I have tried edibles but do not care for that body high thing. It has been since Wednesday since i smoked last, and feel much better. Two nights in a row of being able to lay flat as i sleep, a blessing.


----------



## Desperado Deluxe (Dec 15, 2019)

You think it could be a mold or fungi associated with the region?


----------



## Hobo richard (Dec 15, 2019)

I just don't know, seems we all are the victims of years of prohibition and the negative effect it has had on science.


----------



## starfarer (Dec 15, 2019)

I have the same thing.


----------



## Beegod Santana (Dec 15, 2019)

So this condition certainly seems to be a thing, however, it's not due to legal weed being super strong. There have always been strong strains of weed. The myth that it's gotten stronger is due to the fact that when stored at room temperature 50% of the thc degrades into other cannabanoids every year. The study that always get cited when people claim weed has gotten stronger used bricks that had been in a Mexican drug locker for 20 yrs, so yes, of course it was weak as shit.
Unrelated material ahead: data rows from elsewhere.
PR #2723, opened 2022-03-19
On go 1.18, skip TestTest on targets lacking PROT_READ upstream

dkegel-fastly:
Path of least resistance FTW :-)

Works around
```
$ make test GOTESTFLAGS="-run TestTest/EmulatedCortexM3/Pass"
...
main_test.go:520: test error: could not compile: /usr/local/go/src/internal/fuzz/sys_posix.go:19:18: PROT_READ not declared by package syscall
```

### DIFF
--- a/main_test.go
+++ b/main_test.go
@@ -486,11 +486,19 @@ func TestTest(t *testing.T) {
 			}
 		}
 
+		_, minor, err := goenv.GetGorootVersion(goenv.Get("GOROOT"))
+		if err != nil {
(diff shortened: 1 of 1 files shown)


aykevl:
To be honest, I don't think this is the right direction. I think we should define those values in the syscall package (even if that's a bit dirty). We can copy the values from Linux, for example.

dkegel-fastly:
Closing in favor of https://github.com/tinygo-org/tinygo/pull/2724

All that brown shwag you got back in the day? Same deal, it was stored in some Warehouse for God knows how long. Not to mention that finely manicured weed has more resin by weight cause duh, leaves and stems have way less trichromes on them and Mexican growers normally didn't trim for shit.

Sorry to go off, hope your feeling better.


----------



## Hobo richard (Dec 16, 2019)

I am feeling better, thanks. I don't like all this uncertainty, but with little science being allowed, i have to experiment. Next week i go in for a GI scope and a stomach empty test.


----------



## Beegod Santana (Dec 16, 2019)

Ya, I don't wanna go "oh it's probably just chemicals" but I do wonder. I don't know about Washington but where I'm at there's a huge problem with legal growers using tons of pesticides and then claiming their shit is organic. Sadly, alot of it is winding up in dispensaries. As far as I know the only reason they know it's caused by marijuana is because it goes away when people stop smoking. Seems pretty cut and dry on the surface, but I'm not totally convinced it's not being caused by eagle20 or some other nasty fertilizer that's known to give people lung problems. Even in legal states most doctors are pretty ignorant about cannabis in general and tend to really not be that motivated to learn.


----------



## Daze (Dec 16, 2019)

Hobo richard said:


> Thank you for your reply. I guess i should be upset about not getting high anymore, but I have been so sick for so long, I am relieved it is such an easy and quick fix.


That’s great then phew! 🙂


----------



## Coywolf (Dec 16, 2019)

I cant do weed much anymore either, and it is mainly to do with high THC content that makes me socially inept, and skyrockets my anxiety to the point of me walking completely out of towns into a forest or something.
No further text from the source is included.